WHAT THIS TASK INVOLVES: Every line of the entries below that mentions "external" is to be copied out.

PROVIDED DATA:
....

PR #828, opened 2024-04-09

Vasco-Luz:
Added Yosys (with Yosys-ABC), included Volare into Nix (an open PDK package manager), rectified a Verilog syntax error introduced by myself; a wire named "do" was used, which is a reserved name, so changed it to "doo." Also, modified the synthesis process to properly handle SDC files and deactivated latch errors if pico32.v is present in the sources. 

Yosys is an open-source framework for Verilog RTL synthesis. It takes Verilog code as input and produces a synthesized netlist as output, which can then be used for further downstream processing, such as placement and routing. Yosys supports a wide range of synthesis optimizations and transformations, allowing users to achieve efficient and optimized hardware designs.

Yosys-ABC is an extension of the Yosys synthesis framework, integrating the ABC (A System for Sequential Synthesis and Verification) tool for logic synthesis. ABC is a highly optimized and widely used academic synthesis tool developed at the University of California, Berkeley.

Volare is a package manager designed specifically for managing Process Design Kits (PDKs) in the context of semiconductor manufacturing and integrated circuit (IC) design. It simplifies the installation and management of PDKs, which contain the necessary technology files, libraries, and models for designing integrated circuits.

The patches are requirements for the specific versions of Yosys-abc and Yosys

### DIFF
--- a/submodules/LIB/hardware/syn/build.tcl
+++ b/submodules/LIB/hardware/syn/build.tcl
@@ -24,8 +24,10 @@ set_db init_hdl_search_path $INCLUDE
 set_db stdout_log genus.log
 set_db information_level 7
 set_db super_thread_debug_directory st_part_log
-
-set_db hdl_error_on_latch true 
+set_db hdl_error_on_latch true
+if {[file exists "syn_build.tcl"]} {
+    source "syn_build.tcl"
+}
 set_db lp_power_analysis_effort medium
 set_db lp_power_unit uW
 
@@ -124,10 +126,21 @@ check_design -unresolved
 
 # add optimization constraints
 #----------------------------------------------------------------------
-read_sdc -stop_on_error ./$NODE/$NAME\_dev.sdc
-read_sdc -stop_on_error ./src/$NAME.sdc
-read_sdc -stop_on_error ./src/$NAME\_$CSR_IF.sdc
-read_sdc -stop_on_error ./$NAME\_tool.sdc
+if {[file exists ./$NODE/$NAME\_dev.sdc]} {
+    read_sdc -stop_on_error ./$NODE/$NAME\_dev.sdc
+}
+
+if {[file exists ./src/$NAME.sdc]} {
+    read_sdc -stop_on_error ./src/$NAME.sdc
+}
+
+if {[file exists ./src/$NAME\_$CSR_IF.sdc]} {
+    read_sdc -stop_on_error ./src/$NAME\_$CSR_IF.sdc
+}
+
+if {[file exists ./$NAME\_tool.sdc]} {
+    read_sdc -stop_on_error ./$NAME\_tool.sdc
+}
 
 check_timing_intent 
 
--- a/submodules/LIB/scripts/iob_module.py
+++ b/submodules/LIB/scripts/iob_module.py
@@ -740,12 +740,6 @@ class iob_module:
                             ),
                         )
                         continue
-                elif directory == "hardware/common_src":
-                    shutil.copytree(
-                        os.path.join(os.getcwd(), directory),
-                        os.path.join(cls.build_dir, directory),
-                        dirs_exist_ok=False,
-                    )
                 elif directory == "hardware/fpga":
                     # Skip if board_list is empty
                     if cls.board_list is None:
--- a/hardware/common_src/iob_soc_mwrap.v
+++ b/hardware/common_src/iob_soc_mwrap.v
@@ -42,11 +42,11 @@ wire          [     DATA_W-1:0]    d_rdata;
 //
 
 `ifdef USE_SPRAM
-    wire                       en;
-    wire     [SRAM_ADDR_W-3:0] addr;
-    wire     [DATA_W/8-1:0]    we;
-    wire     [DATA_W-1:0]      di;
-    wire     [DATA_W-1:0]      do;
+    wire                       spram_en;
+    wire     [SRAM_ADDR_W-3:0] spram_addr;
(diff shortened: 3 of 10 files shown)


Vasco-Luz:
I made some stupid mistakes. in the first pr i closed because i did a git reset and force pushed something that was equal to the repository i was trying to make a pull request so it closed.
In the second case i just did a bad pr with a commit that was non existant.

Vasco-Luz:
added yosys with yosys-abc. Changed temprary the time for the pc-emul so it to install yosys sucessefull

submodules/LIB/hardware/syn/build.tcl
```diff
@@ -25,7 +25,7 @@ set_db stdout_log genus.log
 set_db information_level 7
 set_db super_thread_debug_directory st_part_log
 
-set_db hdl_error_on_latch true 
+set_db hdl_error_on_latch false
```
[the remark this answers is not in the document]
Vasco-Luz: > You can't disable this for us! We need this!
> 
> You need another if statement: check if the submodules/PICORV32 directory exists and disable the check.
> 

That is a very good solution, will be implemented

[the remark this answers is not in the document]
Vasco-Luz: Because the setup dir is not an argument passed to the tcl file, he checks all the filenames (without the path) in $VSRC, and if picorv32.v is found, the error on latches is disabled.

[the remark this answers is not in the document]
jjts: not acceptable; the script knows exactly where picorv32.v 


Jut ask the team how to do this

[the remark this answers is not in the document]
Vasco-Luz: OK will fix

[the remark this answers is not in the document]
Vasco-Luz: It checks using relative paths if the submodule PICORV32 exists. If it exists, it will pass a flag so the TCL script will allow latches. An important thing: because the setup directory doesn't exist on the server (after the SSH), I gave it different names. This is because when the Makefile runs in the build directory locally it will check the setup dir because it actually exists, Inside the server the setup dir never exists because only the build dir is copied.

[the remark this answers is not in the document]
jjts: setupdir does not exist for external users ; just check if ../src/picorv32.v exists

jjts:
Suggestion:

build.tcl checks if file syn_build.tcl exists in the same directory and sources it if it exists. Inside syn_build the latch errors disabled.

submodules/LIB/hardware/syn/build.tcl
```diff
@@ -24,8 +24,13 @@ set_db init_hdl_search_path $INCLUDE
 set_db stdout_log genus.log
 set_db information_level 7
 set_db super_thread_debug_directory st_part_log
-
-set_db hdl_error_on_latch true 
+set_db hdl_error_on_latch true
+if {[file exists "../src/picorv32.v"]} {
```
jjts, line 28: no need for this if

submodules/LIB/hardware/syn/syn_build.tcl
```diff
@@ -0,0 +1 @@
+set_db hdl_error_on_latch false
```
jjts, line 1: this file should be in iob-soc/hardware/hardware/syn

Not in lib!

Make sure  it is copied to build dir during setup.

jjts: If the user doesn't want to disable the check, she does not include this content in her syn_build.tcl or doesn't include the file at all.

Vasco-Luz: ok implemented. A iob-soc/hardware/syn folder was created. The folder path was already recognized in iob_module  dir_list , so it automaticly copies the syn_build.tl to the buildir/hardware/syn, without having to do changes in iob_module.py.

submodules/LIB/hardware/syn/build.tcl
```diff
@@ -24,8 +24,10 @@ set_db init_hdl_search_path $INCLUDE
 set_db stdout_log genus.log
 set_db information_level 7
 set_db super_thread_debug_directory st_part_log
-
-set_db hdl_error_on_latch true 
+set_db hdl_error_on_latch true
```
jjts, line 27: is this needed? Isn't true the default?

Vasco-Luz: The original code already had it set as true. I didn't even think about that.

jjts: Ok, but I still don't know the answer

Vasco-Luz: i just tested, the standart the latch error is false. i removed the set from the syn_build.tcl and removed from the set from the build tcl, and it gave no synthesis warnings.

submodules/LIB/scripts/iob_module.py
```diff
@@ -740,12 +740,6 @@ def _copy_srcs(cls, exclude_file_list=[], highest_superclass=None):
                             ),
                         )
                         continue
-                elif directory == "hardware/common_src":
-                    shutil.copytree(
-                        os.path.join(os.getcwd(), directory),
```
Vasco-Luz, line 745: this lines is something that i added in another commit but they serve no purpose, because the directory is copied ether way in the last else. and worst maybe they are causing problems with other cores.

PR #829, opened 2024-04-11
Add support for py2hw dictionaries and py2hw JSON files.

arturum1:
This PR introduces support for python dictionaries with core data, and for JSON formatted files with core data. These two new formats can be used as ways of specifying the core to be generated with the py2hw setup process.
Therefore, currently there are 3 ways of specifying a core to generate:
1) Defining a subclass of `iob_core.py` for the core we are creating, and setting its attributes. [Example here.](https://github.com/arturum1/iob-soc/blob/py2hw/lib/hardware/modules/iob_aoi/iob_aoi.py#L8-L117)
2) Creating a python script with a dictionary of attributes for the new core. [Example here.](https://github.com/arturum1/iob-soc/blob/py2hw/lib/hardware/modules/iob_aoi/iob_aoi.py#L121-L234)
 And [calling the `py2hw(<dict>)` method](https://github.com/arturum1/iob-soc/blob/py2hw/lib/hardware/modules/iob_aoi/iob_aoi.py#L246) of `iob_core.py`.
3) Creating a JSON formated `json/<core_name>.json` file in the core's setup dir. [Example here.](https://github.com/arturum1/iob-soc/blob/py2hw/lib/hardware/modules/iob_aoi/json/iob_aoi.json)
And [calling the `read_py2hw_json(<filepath>)` method](https://github.com/arturum1/iob-soc/blob/py2hw/lib/hardware/modules/iob_aoi/iob_aoi.py#L249) of `iob_core.py`.

Currently, the `iob_aoi` core is ready to be setup using any of the three methods.
To setup the `iob_aoi` core using any method, use one of the following commands:
1) `make -C lib sim-run CORE=iob_aoi`
2) `make -C lib sim-run CORE=iob_aoi SETUP_ARGS='py2hw'`
3) `make -C lib sim-run CORE=iob_aoi SETUP_ARGS='json'`

---

As mentioned in commit 49c224c, when searching for submodules, the setup process searches for `<corename>.py` or `<corename>.json`. The file found first is the one used to generate the module.
As mentioned in that commit, the setup process also assumes the corresponding submodule's directory is the same as the one in which those files are located. So this can cause issues if a user provides multiple files (py or json) in the same directory, because the setup process will assume the setup directory is the same for all of them.
The solution I propose in that commit is to add a new attribute in `iob_core.py` that specifies if the setup process should ignore the setup directory of a module completely. 

Since the `iob_and.py` file still exists, the setup process will probably use that file as a submodule of the `iob_aoi.py` core.
However, you can try deleting the `iob_and.py` file, and run the setup of `iob_aoi` again to see how it still generates the `iob_and` submodule well from the JSON file.
```
rm lib/hardware/modules/iob_and/iob_and.py
make -C lib sim-run CORE=iob_aoi SETUP_ARGS='json'
```
The `SETUP_ARGS='json'` in the code above is optional. If we remove this, the iob_aoi will be generated from the python subclass, but the iob_and will be generated from the JSON file (since we deleted its python).

---

I have also added a new `print_py2hw_attributes()` method in `iob_core.py` that prints all the attributes supported by the `py2hw` interface. These attributes can be passed using any of the 3 formats I specified above.
To print the py2hw attributes of the `iob_aoi` module, use:
`make -C lib print-attr CORE=iob_aoi`
The attributes supported by `iob_aoi` are the same as the ones supported by `iob_core` and most of the lib modules.

The attributes will only change if a subclass introduces new attributes. This will likely happen when we create the `iob_soc.py` script (or `iob_system.py`, or equivalent).

---

I've also updated the `set_default_attributes()` method of `iob_base.py`. This is our standard method to specify new attributes for a class.
With this method, we could already define the attribute, ensuring that we don't override its value. We could also already set a datatype to verify that the value is correct.
With the new update, we can also include a description for the attribute (to be printed by the `print_py2hw_attributes` method).
Now, we can also add a dedicated handler for the attribute, that converts py2hw data (likely encoded in a dictionary) into the internal representation (usually an object).

---

~~I've also added the `export_json_from_dict()` method in `iob_core.py` to generate a JSON file from a given py2hw dictionary.
Essentially converting from format `2` to `3`. (I used this method to generate the `iob_aoi` and `iob_and` JSON files).~~

~~I've also tried to implement the `export_json()` method to covert from the internal object representation into a py2hw dictionary.
Essentially converting from format `1` to `2`.
However, this attempt was unsuccessful because the internal representation uses many different formats, and some of them are generated (like the signals of a port using if_gen) so we might have needed some sort of un-generator (to create the port based on the signals) (inverse of if_gen).
I guess we could also store the original data (before it was generated) somewhere, and therefore recover it when generating a dictionary. But I'm not sure this is worth the effort.~~

Edit: Removed this in commit 1f14a43.

---

In this PR, I maintained support for format `1` because formats `2` and `3` depend on it.
In the internal setup process, when we give a JSON file (format `3`), it converts it to a dictionary (format `2`), and then converts it into a python object of the type `iob_core` for internal representation (format `1`).

---

Check commits for more details


arturum1:
I'm not sure why the lib check failed. I cannot reproduce it in my machine.

P-Miranda:
> I'm not sure why the lib check failed. I cannot reproduce the error in my machine.

inability to reproduce failed CI errors is related with some environment difference:
- try to execute on the same self-hosted runner machine

if the error cannot be reproduced: 
- try to run as `ghactions` user to check for differences in user environment

if the error cannot be reproduced, should be related with the actions runner work directory that left files from previous CI runs:
```bash
# change to ghactions user
su ghactions
# go to self-hosted github actions runner work directory (this example for iob-soc)
cd /home/ghactions/actions-runner/_work/iob-soc
# delete all files except for iob-soc repository
find . -maxdepth 1 -not -name "iob-soc" -exec rm -rf {} +
```

* * *
For this case, I removed the folders in `/home/ghactions/actions-runner/_work/iob-soc` for both self-hosted runners and was able to run the CI job without errors.
So it should be fixed in the next CI job execution.
If the problem comes back, we need to improve the `clean` targets to remove files from previous runs.

PR #833, opened 2024-04-23
Changed from hardcoded to dinamic io inside memwrap.v related to iob-soc instance.

Vasco-Luz:
When the IOB SoC was instantiated inside the MemWrap, its IO ports were hardcoded. This caused issues with other cores that required the IOB SoC ports to be dynamic. A modification was implemented to address this. This pull request contains the necessary changes.

### DIFF
--- a/hardware/common_src/iob_soc_mwrap.v
+++ b/hardware/common_src/iob_soc_mwrap.v
@@ -21,6 +21,84 @@ module iob_soc_mwrap #(
    `include "iob_soc_io.vs"
 );
 
+`ifdef IOB_SOC_USE_EXTMEM
+    wire [      AXI_ID_W-1:0] axi_awid;
+    assign axi_awid_o = axi_awid;
+    wire [    AXI_ADDR_W-1:0] axi_awaddr;
+    assign axi_awaddr_o = axi_awaddr;
+    wire [     AXI_LEN_W-1:0] axi_awlen;
+    assign axi_awlen_o = axi_awlen;
+    wire [             3-1:0] axi_awsize;
+    assign axi_awsize_o = axi_awsize;
+    wire [             2-1:0] axi_awburst;
+    assign axi_awburst_o = axi_awburst;
+    wire [             2-1:0] axi_awlock;
+    assign axi_awlock_o = axi_awlock;
+    wire [             4-1:0] axi_awcache;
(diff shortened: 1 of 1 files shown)


hardware/common_src/iob_soc_mwrap.v
```diff
@@ -21,6 +21,84 @@ module iob_soc_mwrap #(
    `include "iob_soc_io.vs"
 );
 
+`ifdef IOB_SOC_USE_EXTMEM
+    wire [      AXI_ID_W-1:0] axi_awid;
+    assign axi_awid_o = axi_awid;
+    wire [    AXI_ADDR_W-1:0] axi_awaddr;
```
jjts, line 27: where are these wires used ?

In any case, they are not needed : there are snippets that use the _o and _i directly , no assignment needed .
Please ask the team.

Is this module only used for synthesis?

Vasco-Luz: This is a fix so the main can be used in other cores. Just like the iob_memwrap the instance iob_soc needs to use a. Vs for the ios to get the new io, when the iob has alterations, for example in Iob_soc_tester. The wires are used because the .vs of the iob_soc generates ios for the axi that are like .axi_awid_o(axi_awid). Só this is not related to synthesis.

P-Miranda (approved):
`IOB_SOC_USE_EXTMEM` wires are used to connect to `axi_m_portmap` wires in iob_soc instance.

Current `if_gen.py` does not support generating a portmap with sufixes for wires.
Removing the wires and connecting directly to `iob_soc_mwrap.v` ports requires adding option to add sufix to `connection_name` in portmaps:

```python
# if_gen.py module
def m_portmap(port_prefix, wire_prefix, fout, bus_start=0, bus_size=1):
    for i in range(len(table)):
        if table[i]["master"] == 1:
            port = port_prefix + table[i]["name"] + suffix(table[i]["signal"]) # NOTE: port gets suffix
            connection_name = wire_prefix + table[i]["name"] # NOTE: no option to give sufix to connection_name for portmap
            write_portmap(
                port,
                connection_name,
                table[i]["width"],
                bus_start,
                bus_size,
                table[i]["description"],
                fout,
            )
```

AndreMerendeira:
This is a special case of portmap .vs since it mixes internal and external connections, hence the fix

PR #834, opened 2024-04-29
Changed makefile to allow a choice related to the synthesiser used

Vasco-Luz:
Added two dirs for SYN, one for a build.mk to run genus and another to run yosys. To this point yosys dir is empty. In this point for testing the NODE variable is not being passed in the setup Makefile but eventually it will pass. just to be easier to make tests.


submodules/LIB/hardware/syn/Makefile
```diff
@@ -9,6 +9,9 @@ include ../../config_build.mk
 
 REMOTE_BUILD_DIR=$(USER)/$(BUILD_DIR_NAME)
 REMOTE_SYN_DIR=$(REMOTE_BUILD_DIR)/hardware/syn
+PDK_ROOT := $(CURDIR)
+export PDK_ROOT
```
Vasco-Luz, line 13: this need to be added, the reason is because the pdk is installed where PDK_ROOT points, since the location of instalation want to be know, the this need to be exported

submodules/LIB/hardware/syn/Makefile
```diff
@@ -28,6 +31,10 @@ OUTPUT_DIR=results
 #default node
 NODE ?= umc130
 
+#open PDK NODE
+Open_NODE ?= sky130
+Open_hash ?= 6d4d11780c40b20ee63cc98e645307a9bf2b2ab8
```
jjts, line 36: what is this ?

submodules/LIB/hardware/syn/Makefile
jjts: who or what installs the PDK? Is it nix?

If somebody download iob.-soc will the pdk be installed?

submodules/LIB/hardware/syn/Makefile
jjts: is there a tag? a version? why do we need to know a hash??

submodules/LIB/hardware/syn/Makefile
```diff
@@ -42,7 +49,10 @@ UFLAGS+=COV=$(COV)
 UFLAGS+=COV_TEST=$(COV_TEST)
 
 build: $(VHDR) $(VSRC) config.tcl
-ifeq ($(SYN_SERVER),)
+ifeq ($(SYNTHESIZER),yosys)
+	make pdk_install
```
jjts, line 53: so everytime you run synth you need to install the pdk? doesn't make much sense...

jjts: if you cant use nix we need to find a better solution

submodules/LIB/hardware/syn/Makefile
Vasco-Luz: The open node is the pdk to this day exist 2 gf180 and sky130, but the hash it is not required.

submodules/LIB/hardware/syn/Makefile
Vasco-Luz: Volare it's the open source pdk package manager, it's installed in nix. Maybe I can download the pdk to be inside the nix files. Install pdk with volare it basicly checks if the pdk is locally installed, if it's not it will download the pdk, if it's installed it will do nothing.

submodules/LIB/hardware/syn/genus/build.mk
```diff
@@ -0,0 +1,61 @@
+# (c) 2022-Present IObundle, Lda, all rights reserved
+#
+# This makefile is used at build-time
```
jjts, line 3: This makefile segment

jjts (changes requested):

submodules/LIB/hardware/syn/genus/build.mk
Vasco-Luz: leave or remove?

jjts: It is not a makefile. The .mk are makefile **segments**

Vasco-Luz: changed to makefile segment

Vasco-Luz:
I am having a problem with yosys, yosys when synthesising iob_soc.v gives an error related to bsp.vh. i added bsp.vh to the path of .vh,but is not solving the problem.

PR #838, opened 2024-05-05
Almost all hw modules converted to py2hwsw syntax

Edw590:
Some modules don't pass the tests because autogenerated files are missing but the big majority passes.

Modules iob_split, uart and merge were not converted because of being more complex.


jjts:
Why do they need auto-generated files? They have their verilog.

Edw590:
The Verilog files include .vs files. Some of those are not being generated

lib/hardware/modules/div/iob_div_subshift/iob_div_subshift.py
```diff
@@ -1,88 +1,44 @@
...
-        iob_div_subshift()
+def setup(py_params_dict):
+    attributes_dict = {
+        "original_name": "iob_div_subshift",
+        "name": "iob_div_subshift",
+        "version": "0.1",
+        "generate_hw": False,
+        "ports": [
+            {
+                "name": "clk_en_rst",
```
arturum1, line 9:
```suggestion
                "name": "clk_en_rst",
                "type": "slave",
```
This port is missing the `type` key.
Without this key, the scripts assume the interface is of type 'master' and are therefore generating ports in the wrong direction.

arturum1: The `type` key also seems to be missing from the `clk_en_rst` port of other modules in this PR.

arturum1 (changes requested):

lib/hardware/modules/iob_timer/iob_timer.py
arturum1, line 1: To check if the scripts are generating the core correctly, I'm running this command to setup:
`py2hwsw.py iob_timer setup --no_verilog_lint`
Followed by this command to run with Icarus Verilog:
`make -C ../iob_timer_V0.1/ sim-run`

lib/hardware/modules/div/iob_div_subshift/iob_div_subshift.py
arturum1: Resolved in https://github.com/IObundle/iob-soc/pull/840

arturum1 (approved):
New fixes in PR https://github.com/IObundle/iob-soc/pull/840

PR #307, opened 2016-09-01
Skip unembedded block change check for reader rekeys

jzila:
r? @strib


strib:
Looks good to me pending CI, thanks!

PR #311, opened 2016-09-02
md_ops: serialize getRange calls in verifyWriterKey

strib:
Don't let concurrent goroutines try to fetch the same ranges
concurrently when looking for the original MD that was copied into a
later revision.

Issue: KBFS-1483


aalness:
LGTM

PR #315, opened 2016-09-02
fix broken/flaky test introduced by TestKBFSOpsCanceledCreateDelayTimeoutErrors

songgao:


libkbfs/kbfs_ops_concur_test.go
```diff
@@ -1311,6 +1312,7 @@ func TestKBFSOpsCanceledCreateDelayTimeoutErrors(t *testing.T) {
 	// cancellation should have been enabled.
 	<-onPutStalledCh
 	cancel()
+	time.Sleep(20 * time.Millisecond) // make sure the cancellation is relayed
```
strib: Instead of a hard delay, what if you just did `<-ctx.Done()`, which will guarantee that the `DelayCancellation` object cancelled the context passed to `CreateFile`?

strib:
Looks good with one suggestion for speeding it up.

libkbfs/kbfs_ops_concur_test.go
songgao: Sounds good!

strib:
Oh also please fix the commit subject/message before you merge.

PR #333, opened 2016-09-09
cleanup cancellation delayer in tests

songgao:
CR contexts are still not cleaned as they are longer term runners


strib:
Looks good to me, thanks!

PR #340, opened 2016-09-13
Circle CI (for mobile)

gabriel:
Copy of circle from client, with tiny change to swap repo names


gabriel:
This is temporary until we do jenkins, but will let you know if any KBFS changes will break mobile build

@strib ?

strib:
Looks good to me, thanks!

PR #347, opened 2016-09-14
fix flaky test for cancellation delayer

songgao:


strib:
Looks good to me pending CI, thanks!

PR #351, opened 2016-09-15
dokan: add parenthesises in bridge.c

taruti:


taruti:
Noticed while debugging, not directly causing any issue however it seems.

taruti:
Appveyor failure seems unrelated.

....

THE ANSWER:
jjts: setupdir does not exist for external users ; just check if ../src/picorv32.v exists
This is a special case of portmap .vs since it mixes internal and external connections, hence the fix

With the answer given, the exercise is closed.